**TASK DATA**.
-- -- --

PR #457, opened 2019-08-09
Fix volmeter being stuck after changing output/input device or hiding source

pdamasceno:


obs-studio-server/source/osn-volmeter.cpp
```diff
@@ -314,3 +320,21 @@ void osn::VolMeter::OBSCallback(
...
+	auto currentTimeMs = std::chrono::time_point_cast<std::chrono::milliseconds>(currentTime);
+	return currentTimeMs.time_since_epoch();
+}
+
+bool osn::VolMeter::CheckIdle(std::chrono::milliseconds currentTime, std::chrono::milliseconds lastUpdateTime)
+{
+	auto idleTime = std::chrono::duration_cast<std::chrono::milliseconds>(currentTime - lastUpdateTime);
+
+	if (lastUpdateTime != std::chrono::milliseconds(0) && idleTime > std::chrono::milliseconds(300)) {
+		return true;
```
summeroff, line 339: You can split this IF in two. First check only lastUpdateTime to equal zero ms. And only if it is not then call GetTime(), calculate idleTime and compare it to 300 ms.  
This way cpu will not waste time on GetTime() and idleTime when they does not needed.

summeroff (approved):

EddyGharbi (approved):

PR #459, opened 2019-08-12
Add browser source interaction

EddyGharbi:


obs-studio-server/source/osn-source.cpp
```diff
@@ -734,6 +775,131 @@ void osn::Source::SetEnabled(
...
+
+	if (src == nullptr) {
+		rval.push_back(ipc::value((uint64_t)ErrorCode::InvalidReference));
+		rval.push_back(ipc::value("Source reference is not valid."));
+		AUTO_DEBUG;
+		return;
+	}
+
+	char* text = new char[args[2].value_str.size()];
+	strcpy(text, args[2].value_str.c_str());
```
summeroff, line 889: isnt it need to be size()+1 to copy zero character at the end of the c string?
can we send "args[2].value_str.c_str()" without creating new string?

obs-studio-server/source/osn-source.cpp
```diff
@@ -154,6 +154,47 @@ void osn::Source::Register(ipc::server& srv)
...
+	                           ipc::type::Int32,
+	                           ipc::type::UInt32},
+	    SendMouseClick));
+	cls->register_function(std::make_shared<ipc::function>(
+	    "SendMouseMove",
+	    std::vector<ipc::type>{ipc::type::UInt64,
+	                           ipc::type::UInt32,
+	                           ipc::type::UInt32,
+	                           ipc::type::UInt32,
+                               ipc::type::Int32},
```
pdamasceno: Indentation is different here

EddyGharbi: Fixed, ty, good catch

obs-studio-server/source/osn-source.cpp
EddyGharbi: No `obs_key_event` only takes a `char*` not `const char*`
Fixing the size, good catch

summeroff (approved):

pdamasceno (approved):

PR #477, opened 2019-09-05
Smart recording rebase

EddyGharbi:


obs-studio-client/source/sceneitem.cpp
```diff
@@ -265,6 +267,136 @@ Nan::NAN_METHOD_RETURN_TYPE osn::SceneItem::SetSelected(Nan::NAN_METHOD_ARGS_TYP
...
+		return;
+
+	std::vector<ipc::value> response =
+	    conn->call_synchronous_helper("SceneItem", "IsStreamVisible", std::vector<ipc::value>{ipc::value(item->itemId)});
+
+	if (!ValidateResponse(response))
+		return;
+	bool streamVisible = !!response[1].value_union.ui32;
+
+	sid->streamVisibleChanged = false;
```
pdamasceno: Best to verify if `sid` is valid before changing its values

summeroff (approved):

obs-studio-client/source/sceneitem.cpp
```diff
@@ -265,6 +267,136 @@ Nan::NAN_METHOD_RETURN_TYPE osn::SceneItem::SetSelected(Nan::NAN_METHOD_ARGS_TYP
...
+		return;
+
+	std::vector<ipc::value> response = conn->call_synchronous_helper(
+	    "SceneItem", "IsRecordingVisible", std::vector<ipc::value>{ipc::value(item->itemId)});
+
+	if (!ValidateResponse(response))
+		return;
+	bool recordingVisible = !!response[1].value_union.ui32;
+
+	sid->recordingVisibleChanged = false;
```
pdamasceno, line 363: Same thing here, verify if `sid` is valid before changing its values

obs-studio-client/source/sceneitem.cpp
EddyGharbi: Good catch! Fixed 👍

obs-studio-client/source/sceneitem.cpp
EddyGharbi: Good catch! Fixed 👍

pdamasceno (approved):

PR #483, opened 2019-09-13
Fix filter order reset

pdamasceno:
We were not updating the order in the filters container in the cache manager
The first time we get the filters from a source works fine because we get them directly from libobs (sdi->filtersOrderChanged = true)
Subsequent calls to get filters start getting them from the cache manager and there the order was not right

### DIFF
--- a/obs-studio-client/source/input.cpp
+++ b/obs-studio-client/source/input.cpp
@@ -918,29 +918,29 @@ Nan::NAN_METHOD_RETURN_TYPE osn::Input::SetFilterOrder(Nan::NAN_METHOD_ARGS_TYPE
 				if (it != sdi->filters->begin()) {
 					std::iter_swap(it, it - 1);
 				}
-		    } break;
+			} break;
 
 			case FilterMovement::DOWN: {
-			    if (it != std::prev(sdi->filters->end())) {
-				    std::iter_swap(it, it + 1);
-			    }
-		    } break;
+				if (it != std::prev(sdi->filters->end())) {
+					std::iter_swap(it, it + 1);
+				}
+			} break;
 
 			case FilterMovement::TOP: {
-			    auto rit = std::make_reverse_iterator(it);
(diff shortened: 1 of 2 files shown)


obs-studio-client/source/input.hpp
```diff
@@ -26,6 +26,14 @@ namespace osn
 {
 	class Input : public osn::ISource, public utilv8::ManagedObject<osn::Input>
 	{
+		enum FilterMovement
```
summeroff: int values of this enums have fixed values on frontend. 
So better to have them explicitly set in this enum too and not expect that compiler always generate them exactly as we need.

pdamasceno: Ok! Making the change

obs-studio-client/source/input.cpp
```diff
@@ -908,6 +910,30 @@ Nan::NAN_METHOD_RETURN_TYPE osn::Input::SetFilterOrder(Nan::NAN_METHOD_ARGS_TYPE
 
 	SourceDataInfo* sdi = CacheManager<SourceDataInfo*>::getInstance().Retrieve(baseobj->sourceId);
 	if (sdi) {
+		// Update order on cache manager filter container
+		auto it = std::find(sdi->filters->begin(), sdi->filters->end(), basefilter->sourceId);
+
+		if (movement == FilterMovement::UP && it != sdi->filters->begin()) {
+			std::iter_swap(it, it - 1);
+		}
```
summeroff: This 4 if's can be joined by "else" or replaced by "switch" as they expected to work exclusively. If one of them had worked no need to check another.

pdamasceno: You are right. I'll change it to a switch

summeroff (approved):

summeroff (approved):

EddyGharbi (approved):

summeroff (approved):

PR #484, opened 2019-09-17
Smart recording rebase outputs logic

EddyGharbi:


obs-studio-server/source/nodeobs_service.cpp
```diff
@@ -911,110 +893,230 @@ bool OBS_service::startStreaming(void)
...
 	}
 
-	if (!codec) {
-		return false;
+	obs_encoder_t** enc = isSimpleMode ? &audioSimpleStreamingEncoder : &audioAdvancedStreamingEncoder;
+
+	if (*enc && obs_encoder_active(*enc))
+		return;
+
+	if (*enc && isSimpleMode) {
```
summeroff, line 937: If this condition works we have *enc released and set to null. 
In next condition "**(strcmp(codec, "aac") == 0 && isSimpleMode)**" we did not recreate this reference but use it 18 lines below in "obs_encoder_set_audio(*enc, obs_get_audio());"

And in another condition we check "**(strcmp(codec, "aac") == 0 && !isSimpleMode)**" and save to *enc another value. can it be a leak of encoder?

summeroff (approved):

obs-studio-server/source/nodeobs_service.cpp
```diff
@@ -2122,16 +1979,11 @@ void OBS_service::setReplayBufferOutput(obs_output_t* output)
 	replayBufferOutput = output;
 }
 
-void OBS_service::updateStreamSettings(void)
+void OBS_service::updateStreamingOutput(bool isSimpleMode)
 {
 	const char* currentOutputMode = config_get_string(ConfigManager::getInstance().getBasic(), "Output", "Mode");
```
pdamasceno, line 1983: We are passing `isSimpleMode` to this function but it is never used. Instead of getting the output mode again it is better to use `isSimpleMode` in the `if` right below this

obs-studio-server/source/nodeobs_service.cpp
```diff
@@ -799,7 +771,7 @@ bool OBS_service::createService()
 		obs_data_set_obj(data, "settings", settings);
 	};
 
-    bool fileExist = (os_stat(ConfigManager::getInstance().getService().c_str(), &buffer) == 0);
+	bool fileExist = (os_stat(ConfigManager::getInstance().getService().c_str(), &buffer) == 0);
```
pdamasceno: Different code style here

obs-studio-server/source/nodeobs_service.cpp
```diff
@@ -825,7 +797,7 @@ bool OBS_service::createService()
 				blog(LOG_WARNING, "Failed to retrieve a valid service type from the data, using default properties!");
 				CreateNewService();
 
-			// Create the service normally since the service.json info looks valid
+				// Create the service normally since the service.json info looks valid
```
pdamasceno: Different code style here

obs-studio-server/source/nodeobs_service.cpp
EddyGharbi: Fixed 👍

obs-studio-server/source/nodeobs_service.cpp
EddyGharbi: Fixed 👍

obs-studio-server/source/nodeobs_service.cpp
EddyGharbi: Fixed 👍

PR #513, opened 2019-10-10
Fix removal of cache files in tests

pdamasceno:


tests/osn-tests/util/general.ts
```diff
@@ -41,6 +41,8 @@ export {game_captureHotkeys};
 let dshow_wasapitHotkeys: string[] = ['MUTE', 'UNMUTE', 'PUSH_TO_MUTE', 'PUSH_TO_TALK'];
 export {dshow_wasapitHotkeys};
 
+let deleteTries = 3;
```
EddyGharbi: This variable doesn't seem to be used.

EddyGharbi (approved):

-- -- --

**TASK REQUIREMENTS**. State how many lines of the records contain the string "prev". The number is the whole answer.

**EXERCISE ANSWER**. 2